Strategies and Scenario
Two diagnostic strategies and an additional scenario were compared to investigate the cost-effectiveness of DiagnOSAS.
“Usual Care Strategy”
In this strategy, all patients suspected of OSA were referred for the gold-standard diagnostic test: PSG (in a sleep clinic or hospital). Average time to referral was 5.35 years, derived from statistics of the Dutch Apnea Association.6
In this strategy all patients suspected of OSA filled in a questionnaire and slept a single night wearing a pulse oximeter in the comfort of their own bed. Referral for further diagnostics based on PSG depended on the combination of questionnaire and overnight pulse oximetry results. Referral for further diagnostics was omitted in patients in whom potential OSA seemed unlikely according to DiagnOSAS' test characteristics (Appendix I, supplemental material). All other patients were referred to a sleep clinic for further diagnostics based on PSG. Time to referral was assumed to be as long as in “Usual Care Strategy,” due to the very short duration of the screening pathway and absence of waiting lists.
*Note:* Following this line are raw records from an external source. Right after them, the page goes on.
PR #2834, opened 2024-04-19
WOR-1545: Async workspace cloning

blakery:
Ticket: [WOR-1545](https://broadworkbench.atlassian.net/browse/WOR-1545)

* new field to store arguments as a simple `Map[String, String]` in monitor records
* new workspace states for cloning
* new `JobType`s for cloning
* new runner for cloning jobs and add to boot monitors
* moving logic for each cloning phase to separate steps called by the cloning runner

In addition to the unit tests, I tested both the old and new paths in a bee multiple times, and tracked the steps and state changes.

---

**PR checklist**

[WOR-1545]: https://broadworkbench.atlassian.net/browse/WOR-1545?atlOrigin=eyJpIjoiNWRkNTljNzYxNjVmNDY3MDlhMDU5Y2ZhYzA5YTRkZjUiLCJwIjoiZ2l0aHViLWNvbS1KU1cifQ


core/src/main/scala/org/broadinstitute/dsde/rawls/dataaccess/slick/WorkspaceManagerResourceMonitorRecordComponent.scala
```diff
@@ -31,6 +37,16 @@ object WorkspaceManagerResourceMonitorRecord {
       JobType.WSMWorkspaceDeletionPoll
     )
 
+    val CloneWorkspaceInit: Value = Value("CloneWorkspaceInit")
+    val CreateWdsAppInClonedWorkspace: Value = Value("CreateWdsAppInClonedWorkspace")
+    val CloneWorkspaceContainerInit: Value = Value("CloneWorkspaceContainerInit")
+    val CloneWorkspaceAwaitContainerResult: Value = Value("CloneWorkspaceAwaitContainerResult")
+    val cloneJobTypes: List[WorkspaceManagerResourceMonitorRecord.JobType.Value] = List(
```
blakery, line 44: Making CloneWorkspaceAwaitContainerResult separate from the existing type for container cloning, to make it easier to ensure the code paths are kept completely separate for now.

core/src/main/scala/org/broadinstitute/dsde/rawls/dataaccess/slick/WorkspaceManagerResourceMonitorRecordComponent.scala
```diff
@@ -118,6 +157,12 @@ trait WorkspaceManagerResourceMonitorRecordComponent {
 
   class WorkspaceManagerResourceMonitorRecordTable(tag: Tag)
       extends Table[WorkspaceManagerResourceMonitorRecord](tag, "WORKSPACE_MANAGER_RESOURCE_MONITOR_RECORD") {
+
+    implicit val argsMapper: TypedType[Map[String, String]] = MappedColumnType.base[Map[String, String], String](
```
blakery, line 161: Mapper to serialize the new field.

core/src/main/scala/org/broadinstitute/dsde/rawls/monitor/BootMonitors.scala
```diff
@@ -492,7 +500,7 @@ object BootMonitors extends LazyLogging {
             billingRepo,
             new BillingProjectDeletion(samDAO, billingRepo, billingProfileManagerDAO)
           )
-        )
+        ) ++ JobType.cloneJobTypes.map(jobType => jobType -> workspaceCloneRunner).toMap
```
blakery, line 503: Map all clone job types to the clone runner, and concatenate it with existing mappings.

core/src/main/scala/org/broadinstitute/dsde/rawls/monitor/workspace/runners/clone/CloneWorkspaceInitStep.scala
```diff
@@ -0,0 +1,47 @@
...
+  override val jobType: JobType = JobType.CloneWorkspaceInit
+
+  override def runStep(userCtx: RawlsRequestContext): Future[JobStatus] = {
+    val jobId = WorkspaceCloningRunner.getInitialWSMJobId(job.args) match {
+      case None =>
+        return fail("Initial Workspace Clone", "No JobId for WSM cloning operation provided")
+          .map(_ => Complete)
+      case Some(id) => id
+    }
+    val result = workspaceManagerDAO.getCloneWorkspaceResult(workspaceId, jobId, userCtx)
```
blakery, line 37: I didn't map potential exceptions from WSM here, because we'd just want to retry any exceptions, since there isn't any scenario where we should get an exception from WSM (unlike deleting where a 404 or 403 is perfectly valid). 
The top-level monitor is set up to catch any unknown exceptions, and re-run the job on the next cycle.

core/src/main/scala/org/broadinstitute/dsde/rawls/workspace/MultiCloudWorkspaceService.scala
```diff
@@ -307,6 +309,103 @@ class MultiCloudWorkspaceService(override val ctx: RawlsRequestContext,
       } yield profileModel
     }
 
+  def cloneMultiCloudWorkspaceAsync(
```
blakery, line 312: This is all just straight up duplicated, for now; up to the call to `cloneAzureWorkspaceAsync` (instead of `cloneAzureWorkspace`).
When we're ready to kill the old path we can just change the call in `cloneMultiCloudWorkspace`, and remove this altogether.

core/src/main/scala/org/broadinstitute/dsde/rawls/workspace/MultiCloudWorkspaceService.scala
```diff
@@ -768,7 +867,8 @@ class MultiCloudWorkspaceService(override val ctx: RawlsRequestContext,
 
   private def createNewWorkspaceRecord(workspaceId: UUID,
                                        request: WorkspaceRequest,
-                                       parentContext: RawlsRequestContext
+                                       parentContext: RawlsRequestContext,
+                                       state: WorkspaceState = WorkspaceState.Ready
```
blakery, line 871: I had to add the option to specify a different state, so we could create it as `Cloning`.
Defaults to `Ready` so I didn't have to fuss with changing existing calls.

core/src/main/scala/org/broadinstitute/dsde/rawls/workspace/MultiCloudWorkspaceService.scala
```diff
@@ -307,6 +309,103 @@ class MultiCloudWorkspaceService(override val ctx: RawlsRequestContext,
...
+          }
+
+        case (wsType, profileOpt) =>
+          Future.failed(
+            RawlsExceptionWithErrorReport(
+              ErrorReport(
+                StatusCodes.BadRequest,
+                s"Cloud platform mismatch: Cannot clone $wsType workspace '$sourceWorkspaceName' " +
+                  s"into billing project '${billingProject.projectName}' " +
+                  s"(hosted on ${profileOpt.map(_.getCloudPlatform).getOrElse(CloudPlatform.GCP)})."
```
aherbst-broad: Nit:The hardcoding of the fallback to GCP is a bit awkward here; I wonder if we should just throw rather than potentially returning misinformation.

core/src/main/scala/org/broadinstitute/dsde/rawls/workspace/MultiCloudWorkspaceService.scala
```diff
@@ -307,6 +309,103 @@ class MultiCloudWorkspaceService(override val ctx: RawlsRequestContext,
...
+        ) match {
+          case Success(cloneResult) =>
+            clonedMultiCloudWorkspaceCounter.inc()
+            logger.info(
+              "Created azure workspace " +
+                s"[ workspaceId='${newWorkspace.workspaceId}'" +
+                s", workspaceName='${newWorkspace.toWorkspaceName}'" +
+                s"]"
+            )
+            // The jobId returned by WSM is the default job id generated by stairway
```
aherbst-broad, line 382: Boy that's annoying. WSM should accept a job ID as an argument to it's async APIs, can you drop a ticket for this so we don't forget about it?

core/src/main/scala/org/broadinstitute/dsde/rawls/workspace/MultiCloudWorkspaceService.scala
```diff
@@ -307,6 +309,103 @@ class MultiCloudWorkspaceService(override val ctx: RawlsRequestContext,
...
+            // Currently, stairway generates this via a 'ShortUUID' which doesn't parse correctly
+            // So for the time being, we need to add it as a job argument instead
+            val base64EncodedJobId = cloneResult.getJobReport.getId
```
aherbst-broad, line 385: I'm confused, where does base64 encoding enter into things here?

core/src/main/scala/org/broadinstitute/dsde/rawls/monitor/workspace/runners/clone/WorkspaceCloningRunner.scala
```diff
@@ -0,0 +1,160 @@
...
+        logFailure(msg)
+        return cloneFail(workspaceId, msg).map(_ => Complete)
+    }
+
+    getUserCtx(userEmail).transformWith {
+      case Failure(t) =>
+        val msg =
+          s"Unable to retrieve clone workspace results for workspace $workspaceId: unable to retrieve request context for $userEmail"
+        logFailure(msg, Some(t))
+        cloneFail(workspaceId, msg).map(_ => Incomplete)
```
aherbst-broad, line 128: Why does this go to Incomplete? Is this job in a retry-able state if we can't get a user context for the email?

core/src/main/scala/org/broadinstitute/dsde/rawls/monitor/workspace/runners/clone/CloneWorkspaceAwaitStorageContainerStep.scala
```diff
@@ -0,0 +1,83 @@
...
+
+  override def runStep(userCtx: RawlsRequestContext): Future[JobStatus] = {
+    val operationName = "Await Storage Container Clone"
+    Try(workspaceManagerDAO.getJob(job.jobControlId.toString, userCtx)) match {
+      case Success(result) => handleCloneResult(workspaceId, result)
+      case Failure(e: ApiException) =>
+        e.getMessage
+        e.getCode match {
+          case 500 =>
+            fail(operationName, e.getMessage).map(_ => Complete)
```
aherbst-broad: It'd be good to retry in this case; 500s are not impossible nor should they be interpreted as a immediately terminal state.

core/src/main/scala/org/broadinstitute/dsde/rawls/monitor/workspace/runners/clone/CloneWorkspaceAwaitStorageContainerStep.scala
```diff
@@ -0,0 +1,83 @@
...
+          case 404 =>
+            val msg = s"Unable to find job in WSM for clone container operation"
+            fail(operationName, msg).map(_ => Complete)
+          case 401 =>
+            val msg = s"Unable to get job result, user is unauthed with jobId ${job.jobControlId}: ${e.getMessage}"
+            fail(operationName, msg).map(_ => Complete)
+          case code =>
+            logger.error(s"API call to get clone result failed with status code $code: ${e.getMessage}")
+            Future.successful(Incomplete)
```
aherbst-broad: 🤔 I am unsure about the defaulting to Incomplete here. If we get a 403 for example should the job keep trying? I worry about non terminal jobs stacking up in the backend.  Do we have an eventual timeout for these sorts of jobs?

core/src/main/scala/org/broadinstitute/dsde/rawls/monitor/workspace/runners/clone/CloneWorkspaceCreateWDSAppStep.scala
```diff
@@ -0,0 +1,46 @@
...
+  workspaceId: UUID,
+  job: WorkspaceManagerResourceMonitorRecord
+)(implicit executionContext: ExecutionContext)
+    extends WorkspaceCloningStep(workspaceRepository, monitorRecordDao, workspaceId, job) {
+
+  override val jobType: JobType = JobType.CreateWdsAppInClonedWorkspace
+
+  override def runStep(userCtx: RawlsRequestContext): Future[JobStatus] =
+    if (WorkspaceCloningRunner.isAutomaticAppCreationDisabled(job.args)) {
+      scheduleNextJob(UUID.randomUUID()).map(_ => Complete)
```
aherbst-broad, line 32: I suggest adding a log breadcrumb here that app creation is being explicitly skipped. I can see this leading to hard to debug problems if we unexpectedly hit this branch.

core/src/main/scala/org/broadinstitute/dsde/rawls/monitor/workspace/runners/clone/WorkspaceCloningStep.scala
```diff
@@ -0,0 +1,74 @@
...
+      .map(report => report.getMessage)
+      .getOrElse("Error not specified in job")
+    val jobId = result.getJobReport.getId
+    val message = s"Workspace Clone Operation [$operationName] failed for jobId [$jobId]: $errorMessage"
+    logger.error(s"${job.jobType} failure: $message")
+    workspaceRepository.setFailedState(workspaceId, CloningFailed, message)
+  }
+
+  def fail(operationName: String, errorMessage: String): Future[Int] = {
+    val message = s"Workspace Clone Operation [$operationName] failed for jobId [${job.jobControlId}]: $errorMessage"
```
aherbst-broad: Can this include a source + dest workspace ID breadcrumb? If the job record is deleted from the table it'll be a bit tricky to determine those data points for debugging. It'd be useful in the other overload for this method too.

aherbst-broad (commented):
Looking good. Is the workspace state being updated anywhere? I couldn't see it.  That is, we want to reflect that the workspace is being cloned, when the container is being cloned etc.

core/src/main/scala/org/broadinstitute/dsde/rawls/monitor/workspace/runners/clone/CloneWorkspaceAwaitStorageContainerStep.scala
blakery: Yeah, I should just go back and rework these cases.
I took all this pretty much directly from the original `CloneWorkspaceContainerRunner`, under the theory that this step was pretty much the same logic.

core/src/main/scala/org/broadinstitute/dsde/rawls/monitor/workspace/runners/clone/WorkspaceCloningRunner.scala
blakery: Yes, this leaves the job in a retryable state, but the error shows up on the workspace. 

It's the same pattern we use for this type of failure in all our other runners. 
The rational being that these are probably transient errors, like permission propagation delays, or connection issues, but if it happens, we want to see it on the workspace, in case it isn't transient.

core/src/main/scala/org/broadinstitute/dsde/rawls/workspace/MultiCloudWorkspaceService.scala
blakery: The `ShortUUID` from stairway is base64 encoded, in addition to not being the full UUID. I tried to parse it, briefly.

core/src/main/scala/org/broadinstitute/dsde/rawls/workspace/MultiCloudWorkspaceService.scala
blakery: Done: https://broadworkbench.atlassian.net/browse/WOR-1649

core/src/main/scala/org/broadinstitute/dsde/rawls/workspace/MultiCloudWorkspaceService.scala
blakery: It's an error message, so I can just make it default to a string. I'll change it in the original location as well.

core/src/main/scala/org/broadinstitute/dsde/rawls/monitor/workspace/runners/clone/CloneWorkspaceAwaitStorageContainerStep.scala
blakery: I reworked this to return `Complete` for 4xx and `Incomplete` for others.

blakery:
> Looking good. Is the workspace state being updated anywhere? I couldn't see it. That is, we want to reflect that the workspace is being cloned, when the container is being cloned etc.

I forgot about the `CloningContainer` state, so I added that just now. 
`Cloning` is set on the original record creation. 
`Ready` is in `CloneWorkspaceAwaitStorageContainerStep.cloneSuccess()`.

aherbst-broad (approved):

marctalbott (approved):

PR #68, opened 2019-01-21
NONE: Run make generate to update deployinator

fcobb:
**Status:** Ready
**What/Why:**
- I ran 'make generate' on master and these were the results.
- Should we commit these changes?

PR #69, opened 2019-01-21
Fix generate target to run gazelle and goimports

ash2k:
Fix cause of issues discovered in https://github.com/atlassian/voyager/pull/68.


ash2k:
It also generates all these sets again...

PR #70, opened 2019-01-21
VYGR-367: Remove resource type usage in Postgres wiring plugin

fcobb:
**What:**

- Add RDS shape with name only (no data)
- Output RDS shape in RDS plugin
- Use RDS shape in Postgres wiring


pkg/orchestration/wiring/postgres/plugin.go
```diff
@@ -72,22 +72,32 @@ func New() *WiringPlugin {
...
+	if len(rdsDependency) == 0 {
+		return wiringplugin.WiredDependency{}, nil
+	}
+
+	// Ensure postgres does not depend on more than one RDS resource
+	if len(rdsDependency) > 1 {
+		return wiringplugin.WiredDependency{}, errors.Errorf("postgres resources can only depend on one RDS resource type")
+	}
+
+	return rdsDependency[0], nil
```
fcobb: I reworked this function a little bit as I find it simple to have the happy case as the "first tab" and error/unexpected cases handled in the "second tab" aka indent path.

pkg/orchestration/wiring/postgres/plugin.go
```diff
@@ -72,22 +72,32 @@ func New() *WiringPlugin {
...
-	return wiringplugin.WiredDependency{}, nil
+
+	// Did not find a RDS dependency
+	if len(rdsDependency) == 0 {
+		return wiringplugin.WiredDependency{}, nil
+	}
+
+	// Ensure postgres does not depend on more than one RDS resource
+	if len(rdsDependency) > 1 {
+		return wiringplugin.WiredDependency{}, errors.Errorf("postgres resources can only depend on one RDS resource type")
```
fcobb: Removed the capitalized `Postgres`

pkg/orchestration/wiring/wiringutil/knownshapes/rds.go
```diff
@@ -0,0 +1,42 @@
...
+	}
+}
+
+// Name returns the RDS ShapeName
+func (a *RDS) Name() wiringplugin.ShapeName {
+	return a.ShapeName
+}
+
+// FindRDSShapes returns a single instance of the RDS shape if found and will error if there are multiples
+func FindRDSShapes(shapes []wiringplugin.Shape) (*RDS, bool /*found*/, error) {
```
fcobb: This is a copy-pasta from the ASAP shape: https://github.com/atlassian/voyager/blob/master/pkg/orchestration/wiring/wiringutil/knownshapes/asap_key.go#L32-L42

pkg/orchestration/wiring/wiringutil/knownshapes/standard_test.go
```diff
@@ -31,6 +31,7 @@ func TestAllKnownShapes(t *testing.T) {
 		NewSetOfPodsSelectableByLabels(resourceName, map[string]string{"a": "b"}),
 		NewSnsSubscribable(resourceName),
 		NewASAPKey(),
+		NewRDS(),
```
fcobb: Do we want these alphabetized?

pkg/orchestration/wiring/postgres/plugin.go
```diff
@@ -72,22 +72,32 @@ func New() *WiringPlugin {
 	}
 }
 
+// getRDSDependency returns a single RDS dependency if found in a given list, returning an error if multiple are found
 func getRDSDependency(dependencies []wiringplugin.WiredDependency) (wiringplugin.WiredDependency, error) {
```
ash2k: Use https://github.com/atlassian/voyager/blob/13530e71e9fb03823878012ae88316d52c52c9d4/pkg/orchestration/wiring/wiringplugin/types.go#L33 to get the only dependency and then look for the needed shape in it.

pkg/orchestration/wiring/wiringutil/knownshapes/standard_test.go
ash2k: Doesn't matter, but wouldn't hurt.

ychen-atlassian:
FYI in my PR I've added the shape as well so we'll run into conflicts. I've named the shape "SharedDbShape". In particular it returns some extra data ("ReadReplica") which is necessary for the Postgres autowiring. Feel free to rename.

pkg/orchestration/wiring/postgres/plugin.go
```diff
@@ -72,38 +72,33 @@ func New() *WiringPlugin {
...
-	}
-	return wiringplugin.WiredDependency{}, nil
-}
-
 func references(resource *orch_v1.StateResource, context *wiringplugin.WiringContext) ([]smith_v1.Reference, error) {
 	references := []smith_v1.Reference{}
-	rdsDependency, err := getRDSDependency(context.Dependencies)
+	dep, found, err := context.FindTheOnlyDependency()
+	if err != nil {
+		return references, err
```
ash2k: Return `nil` instead of `references` here and below

pkg/orchestration/wiring/postgres/plugin.go
```diff
@@ -72,38 +72,33 @@ func New() *WiringPlugin {
...
+
+	// Found dependency but it was not a RDS resource
+	if !found {
 		return references, nil
 	}
-	instanceName := wiringutil.ServiceInstanceResourceName(rdsDependency.Name)
+
+	instanceName := wiringutil.ServiceInstanceResourceName(dep.Name)
 	referenceName := wiringutil.ReferenceName(instanceName, "metadata-name")
 	references = append(references, smith_v1.Reference{
```
ash2k: Just construct the slice using a literal right here, no need for a variable

pkg/orchestration/wiring/postgres/plugin.go
```diff
@@ -164,13 +159,26 @@ func instanceSpec(resource *orch_v1.StateResource, context *wiringplugin.WiringC
...
+	// Did not find any dependencies
+	if !found {
+		return json.Marshal(finalSpec)
+	}
+
+	// Check if dependency has a RDS shape
+	_, found, err = knownshapes.FindRDSShapes(dep.Contract.Shapes)
 	if err != nil {
-		return nil, err
+		return json.Marshal(finalSpec)
```
ash2k: This should return an error if there IS a dependency but something is wrong with its shape

pkg/orchestration/wiring/postgres/plugin.go
```diff
@@ -72,38 +72,33 @@ func New() *WiringPlugin {
...
-			return wiringplugin.WiredDependency{}, errors.Errorf("Postgres resources can only depend on one RDS resource type")
-		}
-		if len(rdsDependency) == 1 {
-			return rdsDependency[0], nil
-		}
-	}
-	return wiringplugin.WiredDependency{}, nil
-}
-
 func references(resource *orch_v1.StateResource, context *wiringplugin.WiringContext) ([]smith_v1.Reference, error) {
```
ash2k: This entangler needs some refactoring. It is silly that we need to do this dependency extracting twice. I'll do it later.

pkg/orchestration/wiring/postgres/plugin.go
```diff
@@ -164,13 +159,26 @@ func instanceSpec(resource *orch_v1.StateResource, context *wiringplugin.WiringC
...
+	// Check if dependency has a RDS shape
+	_, found, err = knownshapes.FindRDSShapes(dep.Contract.Shapes)
 	if err != nil {
-		return nil, err
+		return json.Marshal(finalSpec)
 	}
-	if rdsDependency.Name != "" {
+
+	// Found RDS dependency
+	if found {
```
ash2k: Shouldn't there be an `else` here that returns an error?

pkg/orchestration/wiring/wiringplugin/types.go
```diff
@@ -30,7 +30,8 @@ type WiringContext struct {
 	Dependants   []DependantResource
 }
 
-func (c *WiringContext) TheOnlyDependency() (*WiredDependency, error) {
+// GetTheOnlyDependency will return a single dependency, returning an error if there is more or less than one
+func (c *WiringContext) GetTheOnlyDependency() (*WiredDependency, error) {
```
ash2k: `Get...` is a Java convention, not a thing in Go. Please rename back.

ash2k:
There is a merge conflict...

pkg/orchestration/wiring/postgres/plugin.go
fcobb:
```suggestion
		return nil, errors.Wrapf(err, "unable to determine if shape %s db was a dependency", knownshapes.SharedDbShape)
```

fcobb: Does the suggestion above meet your expectations?

pkg/orchestration/wiring/testdata/postgres.dependsons3.bundle.yaml
```diff
@@ -1,50 +0,0 @@
-apiVersion: smith.atlassian.com/v1
```
fcobb: After talking to @ash2k @nilebox and @marciogh we decided that the state should output and error, therefore I replaced this bundle with an error

PR #71, opened 2019-01-21
Kubernetes 1.13 libraries

ash2k:
See individual commits.


brjacobsatlassian:
Conflicted

vendor/k8s.io/cluster-registry/pkg/client/clientset/versioned/typed/clusterregistry/v1alpha1/fake/fake_cluster.go
```diff
@@ -130,8 +130,9 @@ func (c *FakeClusters) DeleteCollection(options *v1.DeleteOptions, listOptions v
 
 // Patch applies the patch and returns the patched cluster.
 func (c *FakeClusters) Patch(name string, pt types.PatchType, data []byte, subresources ...string) (result *v1alpha1.Cluster, err error) {
+	// EDITED MANUALLY TO MAKE IT COMPILE https://github.com/kubernetes/cluster-registry/issues/271
```
brjacobsatlassian: Do we really want to do this?

Makefile
```diff
@@ -424,7 +424,6 @@ generate-deepcopy:
 	find pkg -name zz_generated.deepcopy.go -delete
 	bazel build $(BAZEL_OPTIONS) //vendor/k8s.io/code-generator/cmd/deepcopy-gen
 	./bazel-bin/vendor/k8s.io/code-generator/cmd/deepcopy-gen/$(BINARY_PREFIX_DIRECTORY)/deepcopy-gen $(VERIFY_CODE) \
-	--v 1 --logtostderr \
```
brjacobsatlassian: Not related to this change?

ash2k:
I have switched to a fork instead of modifying vendor directly.

brjacobsatlassian:
I think we should maintain this as an explicit set of patches, rather than a forked repository. That improves the impetus to "go back to stock" and makes our changes more explicit, IMO.

ash2k:
> I think we should maintain this as an explicit set of patches, rather than a forked repository.

I think this would be more work and is not worth it for a 1 line change.

ash2k:
Ready for review

cmd/composition/app/main.go
```diff
@@ -12,10 +12,12 @@ import (
 	"github.com/atlassian/voyager/cmd"
 	"github.com/atlassian/voyager/pkg/composition"
 	"github.com/atlassian/voyager/pkg/util/crash"
+	"k8s.io/klog"
 )
 
 func Main() {
 	rand.Seed(time.Now().UnixNano())
+	klog.InitFlags(nil)
```
nilebox: So we do need to explicitly call `klog.InitFlags` but shouldn't for all API servers (to avoid conflict with API server code), correct?

nilebox: would be nice to raise an issue about this in k/k repo

ash2k: yes to both

PR #72, opened 2019-01-22
MICROS-6895 set alarmEndpoints for EC2 resource

artkoshelev:


pkg/orchestration/wiring/testdata/ec2compute.overwrite.state.yaml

“Rapid Diagnosis Scenario”
Because DiagnOSAS strives to speed up the diagnostic process, a scenario in which DiagnOSAS would result in 50% shorter time between first GP visit and referral for sleep tests (2.68 years) was evaluated separately. Again, only referral was omitted in patients in whom potential OSA seemed unlikely.
Results were reported for time horizons of 5 and 10 years, applying a 1-year time cycle. Such longer time horizons are necessary when also including years prior to diagnosis and when interested in long-term effects of diagnostic strategies followed by treatment. A lifetime analysis was not performed because of lack of evidence on long-term continuous positive airway pressure (CPAP) adherence and the lack of evidence on agespecific CA risks and fatality in individuals at older age.
An overview of all model parameters used for the analysis, and the corresponding evidence sources, is shown in Table 1. Corresponding utilities and costs used are shown in Table 2.
Evidence used in the simulation model.
Evidence used in the simulation model.
Utilities and costs used in the simulation model.
Utilities and costs used in the simulation model.
Because PSG in a hospital or sleep clinic is the gold standard, its diagnostic performance was assumed to be perfect in terms of sensitivity and specificity. The characteristics of DiagnOSAS were investigated during a pilot. GPs who participated in the pilot were instructed to enroll patients suspected of OSA. After enrollment, the DiagnOSAS team actively contacted patients. Patients who fulfilled inclusion criteria received the DiagnOSAS questionnaire and the pulse oximeter. Based on 24 questions regarding the patient's health state and sleep behavior, the questionnaire resulted in a low, intermediate, or high risk profile. The pulse oximeter provided the patient's ODI, measured during a single night. In practice, the combination of risk profile and ODI would be used to determine whether referral for an in-hospital sleep study would be necessary, according to DiagnOSAS' test characteristics (Appendix I, supplemental material). However, in the pilot study all included patients underwent a sleep study in the Medisch Spectrum Twente Hospital, Enschede, The Netherlands to enable comparison of screening with and without DiagnOSAS. Performance of the combination of the questionnaire and pulse oximetry was based on a comparison with patients' in-hospital sleep study (PSG or polygraphy) results. The diagnostic performance of a strategy in which DiagnOSAS was used as a screening tool was based on the interim results of this DiagnOSAS pilot, under the assumption that GPs used DiagnOSAS as envisioned by the developers.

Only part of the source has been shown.